> **Prompt**: When you reach the line containing "- Our custom IPC node module on win32/64" in the records below, start copying exactly, and stop once you have copied the line containing "I tested the".

> **Listed entries**:
PR #1064, opened 2018-01-09
Update electron to 1.7.10

### LINKED ISSUE #1051: Update to latest electron
We're currently at 1.4.15, which is over a year old at this point.

Updating the package and dependencies itself is easy. The tricky bit is to test on all platforms to make sure there are no regressions, so we should schedule to apply this update at the start of a new release cycle to have enough time to test everything. Major things that should be tested:

- Our custom IPC node module on win32/64
- Startup and shutdown (simple and advanced mode)
- Logging

matheusd:
Fix #1051 

I tried to update to the 1.8.x release line, but got some undebugable white error screen (electron didn't load the app, didn't throw an exception or gave me anything to indicate where it had errored), so I pulled back to the latest release of the 1.7.x (non-beta) line.

I tested the general functions (seed input, transactions, ticket purchase, simple and advanced mode) on the following platforms:

- Linux (development version with `yarn dev`)
- Linux (locally packaged version with `yarn package`)
- Windows (development version with `yarn dev`)
- Windows (locally packaged version with `yarn package`)

Don't have a macOS computer to test, so could use some help there if available.

I had to delete the `node_modules` and `app/node_modules` and execute `yarn` to rebuild the correct electron/electron-builder packages.

Also, on windows I had to manually install the npm package `windows-build-tools` as an admin, but I don't remember having to do that before (see https://github.com/felixrieseberg/windows-build-tools/issues/56#issuecomment-304404123).

I'm getting an exception on shutdown regarding the grpc module. It's a read error, probably due to trying to execute a service after the wallet process has shutdown, or due to one of the streams getting closed (my guess is the block/transaction notification). I only got this during shutdown, so I guess it can be safely ignored for now, but I can try and better pinpoint the origin if needed.

### DIFF
--- a/.gitignore
+++ b/.gitignore
@@ -12,3 +12,4 @@ bin/
 .vagrant
 dist/
 app/i18n/extracted/app
+/*.node
--- a/app/main.development.js
+++ b/app/main.development.js
@@ -110,6 +110,9 @@ var cfg = initCfg();
 
 const logger = createLogger(debug);
 logger.log("info", "Using config/data from:" + app.getPath("userData"));
+logger.log("info", "Chrome version: " + process.versions.chrome);
+logger.log("info", "Electron version: " + process.versions.chrome);
+logger.log("info", "Decrediton version: " + app.getVersion());
 
 var createDcrdConf, createDcrwalletConf, createDcrctlConf = false;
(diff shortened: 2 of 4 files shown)


alexlyp:
tested fine on deb9, will try to test on macOS today or tomorrow.

PR #1073, opened 2018-01-10
Add first pass action logging in WalletLoader

alexlyp:
First swing at adding logging to decrediton actions.

The thought is to log each action attempt as "info", successes as "debug" and errors as such.  I'm open to input to try and find a nice equilibrium that isn't too spammy.

Once we settle on general outline for these, I will apply the same to the rest of the actions.  After that we can debate how much logging we want above in the components, but I'm thinking we shouldn't really have any logging up above (unless some error situation).

### DIFF
--- a/app/actions/WalletLoaderActions.js
+++ b/app/actions/WalletLoaderActions.js
@@ -21,13 +21,18 @@ export const LOADER_SUCCESS = "LOADER_SUCCESS";
 
 export const loaderRequest = ( address, port) => (dispatch) => {
   const request = { address, port };
+  wallet.log("debug", "Wallet loader request at: " + address +":" + port);
   dispatch({ request, type: LOADER_ATTEMPT });
   return getLoader(request)
     .then(loader => {
       dispatch({ loader, type: LOADER_SUCCESS });
       dispatch(walletExistRequest());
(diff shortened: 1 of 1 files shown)


matheusd:
Agree on the general outline (log requests as info, successes as debug, errors as errors).

Agree on taking this as a starting point, see how spammy it gets and then adjusting as needed.

My first instinct would be to do exactly the way you did (going over individual functions and adding logging as needed) but I wanted to propose a different method of adding the logging for comparison and discussion: #1075 

The main difference is using a higher order function to log and implementing logging inside the wallet "package" so the work to manually add logging to each function is somewhat reduced. We can mix and match both approaches, improve the `withLog` to log individual parameters or create different versions that log/don't log the `..args`.

I think we should get @go1dfish opinion on this.

alexlyp:
I definitely prefer your version of this.  Much, much cleaner.  Then I suppose if there are any special case  logging situations we can just put those in as needed `wallet.log(..)`

matheusd:
Yeah, either special case there, create a different version of `withLog()` that does something different or don't use `withLog()` at all and manually call the log function.

alexlyp:
Closing in favor of the other impl from @matheusd

PR #1075, opened 2018-01-11
[poc] Logging with higher order function

matheusd:
Alternative to #1073

### DIFF
--- a/app/wallet/app.js
+++ b/app/wallet/app.js
@@ -1,5 +1,5 @@
 import { ipcRenderer } from "electron";
-import { isObject, isString, isNumber, isNullOrUndefined, isUndefined, isNull } from "util";
+import { isObject, isString, isNumber, isUndefined, isNull } from "util";
 import { isFunction } from "util";
 
 export const onAppReloadRequested = cb => ipcRenderer.on("app-reload-requested", cb);
@@ -7,6 +7,8 @@ export const onAppReloadRequested = cb => ipcRenderer.on("app-reload-requested",
 export const log = (level, ...args) => {
   ipcRenderer.send("main-log", ...[level, ...args]);
 };
+
+export const logOptionNoArgs = (opts) => ({...opts, noArguments: true});
 
 // Formats a dynamic list of log arguments
 const formatLogArgs = (msg, args) => {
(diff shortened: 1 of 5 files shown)


app/wallet/app.js
```diff
@@ -5,3 +5,20 @@ export const onAppReloadRequested = cb => ipcRenderer.on("app-reload-requested",
...
 };
+
+// Higher Order Function that wraps the promise-generating function f with log
+// calls. Calling f() **must** return a promise.
+export const withLog = (msg, f) => (...args) => {
+  log("info", "Wallet requesting %s", msg);
+  return new Promise((resolve, reject) => {
+    f(...args)
+      .then((...res) => {
+        log("debug", "Wallet received response %s", ...res);
```
alexlyp: Can we add the msg here too, so we can easily see what response this corresponds.

alexlyp: Also on most of my responses it didn't resolve the `%s` and just showed it at `Wallet received response %s`

When it did resolve it showed [Object object].

I'm guessing this is due to most of these loader requests not having any `resolve(response)`.

matheusd:
Ok, improved the logging of the arguments and response values.

Also, I changed the order of `withLog()` to pass the function first and message/options after that, so that the function signature is immediately visible on the source code. See if you prefer this version, versus passing the log message first.

I also added a variant to not log arguments (to be used on calls like signMessage which pass the private passphrase). Probably will also need a variant to not log responses (to be used on the seed functions). I added logging on signMessage as a test.

app/wallet/loader.js
```diff
@@ -24,44 +25,44 @@ export const getWalletExists = (loader) =>
...
+  }), "Create Wallet", logOptionNoArgs());
 
-export const openWallet = (loader, pubPass) =>
+export const openWallet = log((loader, pubPass) =>
   new Promise((resolve, reject) => {
     const request = new OpenWalletRequest();
     request.setPublicPassphrase(new Uint8Array(Buffer.from(pubPass)));
     loader.openWallet(request, error => error ? reject(error) : resolve());
-  });
+  }), "Open Wallet");
```
alexlyp: can you log this with no args as well?  it's logging the attempted public pass being attempted.

matheusd:
Want me to add logging to other stuff in this PR?

alexlyp:
I think this is a good start, you can go ahead and apply this to the rest of the actions if you like now.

> **Reply**:
- Our custom IPC node module on win32/64
- Startup and shutdown (simple and advanced mode)
- Logging

matheusd:
Fix #1051 

I tried to update to the 1.8.x release line, but got some undebugable white error screen (electron didn't load the app, didn't throw an exception or gave me anything to indicate where it had errored), so I pulled back to the latest release of the 1.7.x (non-beta) line.

I tested the general functions (seed input, transactions, ticket purchase, simple and advanced mode) on the following platforms:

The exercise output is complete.